*** DATA TO PROCESS
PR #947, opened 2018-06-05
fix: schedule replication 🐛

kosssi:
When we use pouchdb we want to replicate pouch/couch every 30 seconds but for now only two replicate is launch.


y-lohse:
******
(WORK INSTRUCTION): Write out exactly the lines from the line with "fix: schedule replication 🐛" to the close of the listing above, including both of those lines.

(ANSWER SPACE):
fix: schedule replication 🐛

kosssi:
When we use pouchdb we want to replicate pouch/couch every 30 seconds but for now only two replicate is launch.


y-lohse:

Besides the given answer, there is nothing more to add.